▶ **DATA**

**********

PR #405, opened 2023-06-29
[WIP] Allow using env vars for rpc node url in tests

AndreiEres:
@alvicsam give it a try :-) 
We need to add RPC_NODE_URL to env vars


alvicsam:
I tried but it failed: the node needs several minutes to be ready even with `warp` sync.

Issue #381, opened 2023-06-05
Introspector fails after chain metadata update


AndreiEres:
As we use subxt, we are required to use a preloaded metadata. If the network's metadata changes, the introspector crashes. 

Currently, we check in the CI  for each PR if the metadata is up-to-date. This helps us identify the problem within a day or two, but we want a better solution.

The possible option is to create automated PRs to update the metadata. However, ideally, we would prefer to have no static metadata at all. Is this possible? 

Let's share and discuss ideas
@sandreim, @vstakhov, @lexnv, @prybalko

lexnv:
Updating the metadata with every runtime upgrade can be indeed a tedious task.

> If the network's metadata changes, the introspector crashes.

I wonder, does this happen with every runtime update?

I believe there are a few options to make this transition a bit less painful:
1. Instead of relying on downloaded subxt metadata, the subxt macro is able to fetch the metadata from a given URL

This still offers the same guarantees that are currently exposed by subxt, mainly compile-time safety to ensure that taking with the node is still possible. 
The change would require modifying all subxt macro invocations to point to the RPC endpoint, as opposed to loading the metadata from the disk.

https://github.com/paritytech/polkadot-introspector/blob/71193993c3d5b3e985f3380e8ee582bfcc8fc052/essentials/src/metadata.rs#L24-L33

For example, replacing the `runtime_metadata_path = "assets/rococo_metadata.scale"` with  `runtime_metadata_url = "wss://rpc.polkadot.io:443"`. 

When a runtime upgrade happens, the polkadot-interceptor binary would still need a binary update.

2. Using the dynamic API of subxt instead of relying on metadata entirely.

We expose the ability for users to create dynamic queries to the chain (see [dynamic storage query](https://github.com/paritytech/subxt/blob/1ad9a20ce2a156fae7c3b3d0fb4d408c5d07c374/subxt/examples/storage_fetch_dynamic.rs#L11-L13) for more details). 

This removes the need of having to manage the metadata as well.
A transition example would look similar to:

```rust
   // Static version:
   #[subxt::subxt(runtime_metadata_path = "../artifacts/polkadot_metadata_small.scale")]
   pub mod polkadot {}
   let storage_query = polkadot::storage().system().account(&account);

   // The dynamical version: 
   let storage_query =
        subxt::dynamic::storage("System", "Account", vec![Value::from_bytes(account)]);
```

**********

▶ **TASK STATEMENT**
Give back every line above, unchanged.

▶ **ANSWER SECTION**
PR #405, opened 2023-06-29
[WIP] Allow using env vars for rpc node url in tests

AndreiEres:
@alvicsam give it a try :-) 
We need to add RPC_NODE_URL to env vars


alvicsam:
I tried but it failed: the node needs several minutes to be ready even with `warp` sync.

Issue #381, opened 2023-06-05
Introspector fails after chain metadata update


AndreiEres:
As we use subxt, we are required to use a preloaded metadata. If the network's metadata changes, the introspector crashes. 

Currently, we check in the CI  for each PR if the metadata is up-to-date. This helps us identify the problem within a day or two, but we want a better solution.

The possible option is to create automated PRs to update the metadata. However, ideally, we would prefer to have no static metadata at all. Is this possible? 

Let's share and discuss ideas
@sandreim, @vstakhov, @lexnv, @prybalko

lexnv:
Updating the metadata with every runtime upgrade can be indeed a tedious task.

> If the network's metadata changes, the introspector crashes.

I wonder, does this happen with every runtime update?

I believe there are a few options to make this transition a bit less painful:
1. Instead of relying on downloaded subxt metadata, the subxt macro is able to fetch the metadata from a given URL

This still offers the same guarantees that are currently exposed by subxt, mainly compile-time safety to ensure that taking with the node is still possible. 
The change would require modifying all subxt macro invocations to point to the RPC endpoint, as opposed to loading the metadata from the disk.

https://github.com/paritytech/polkadot-introspector/blob/71193993c3d5b3e985f3380e8ee582bfcc8fc052/essentials/src/metadata.rs#L24-L33

For example, replacing the `runtime_metadata_path = "assets/rococo_metadata.scale"` with  `runtime_metadata_url = "wss://rpc.polkadot.io:443"`. 

When a runtime upgrade happens, the polkadot-interceptor binary would still need a binary update.

2. Using the dynamic API of subxt instead of relying on metadata entirely.

We expose the ability for users to create dynamic queries to the chain (see [dynamic storage query](https://github.com/paritytech/subxt/blob/1ad9a20ce2a156fae7c3b3d0fb4d408c5d07c374/subxt/examples/storage_fetch_dynamic.rs#L11-L13) for more details). 

This removes the need of having to manage the metadata as well.
A transition example would look similar to:

```rust
   // Static version:
   #[subxt::subxt(runtime_metadata_path = "../artifacts/polkadot_metadata_small.scale")]
   pub mod polkadot {}
   let storage_query = polkadot::storage().system().account(&account);

   // The dynamical version: 
   let storage_query =
        subxt::dynamic::storage("System", "Account", vec![Value::from_bytes(account)]);
```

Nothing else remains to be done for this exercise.